05.03.2014 – gabriel-bernardino-150The development of global supervisory standards is a highly ambitious project and in order to deliver it, we need to have a clear understanding of the objectives and who is going to drive it, what and how is it going to be done and when it will be there.

The key role in this very challenging piece of work is given to the International Association of Insurance Supervisors (IAIS) and this is absolutely right. For almost 20 years of its existence, the IAIS has managed to build up a very solid platform for common work and information exchange between more than 190 jurisdictions in over 140 countries. [...] The development of supervisory standards for insurers should benefit from the relevant knowledge and expertise of insurance supervisors around the globe and should be backed by political commitment from the FSB and the G20.

I am convinced that the appropriate way to do it is to accept a step-by-step approach that will progressively create more commonality. This will facilitate the efficiency of supervision and increase financial stability and consumer protection. This approach should provide jurisdictions with sufficient time to prepare the necessary changes without causing significant disruptions in the markets. And, of course, this should be done in close consultation with the different stakeholders.

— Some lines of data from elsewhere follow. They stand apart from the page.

PR #1137, opened 2025-10-09
Address 'no scope' warning

datho7561:
### What does this PR do?
A scope should be provided when accessing `[yml]` settings, otherwise a warning is emitted. This change provides `file:///` as the scope.

Fixes https://github.com/redhat-developer/vscode-yaml/issues/972

### Is it tested? How?
Yes; verified manually that the warning goes away in VS Code.

### DIFF
--- a/src/languageserver/handlers/settingsHandlers.ts
+++ b/src/languageserver/handlers/settingsHandlers.ts
@@ -40,7 +40,7 @@ export class SettingsHandler {
     const config = await this.connection.workspace.getConfiguration([
       { section: 'yaml' },
       { section: 'http' },
-      { section: '[yaml]' },
+      { section: '[yaml]', scopeUri: 'null' },
       { section: 'editor' },
       { section: 'files' },
     ]);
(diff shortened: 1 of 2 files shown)


datho7561:
I should test that setting the scope to `file:///` works on Windows, but unfortunately I don't have access to my Windows computer today.

fbricon:
sending `file:///` seems wrong. The error message from https://github.com/redhat-developer/vscode-yaml/issues/972 says:

> provide the URI of a resource or 'null' for any resource.

so I would use `null`

datho7561:
I double checked on Windows, and this doesn't fix the problem there, but it also doesn't cause any new problems there.

fbricon:
Tested on my mac with :
> scopeUri: null

problem remains, but with: 
> scopeUri: 'null' 

warnings are gone, and [yaml] section settings are still picked up.

datho7561:
I'll try it on Windows and push the change if it works

fbricon:
thanks @datho7561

Now, when the Solvency II supervisory framework enters into its final phase before the full implementation, I think the EU is significantly influencing the international debate with regard to the development of a risk-based supervisory framework. I am convinced that the basic sound principles of Solvency II will be applied internationally. This means that the international capital standards should incorporate the fundamental principles underlying Solvency II: a total balance sheet approach, clear and transparent target criteria for calibration of capital requirements, explicit recognition of risk diversification and consideration in capital requirements of all the material risks to which the group is exposed. The objective should be to foster global convergence and consistency of supervisory practices, through the implementation of a sound risk-based supervisory framework, allowing Solvency II to be one of the practical implementations of the international standard.

That does not mean that the global capital standards will mimic Solvency II. I do not think that the global capital standards will need to be as granular as Solvency II.

Nevertheless, going forward we should be open to make adjustments to our system if that is needed. Companies should be subject to only one capital regime.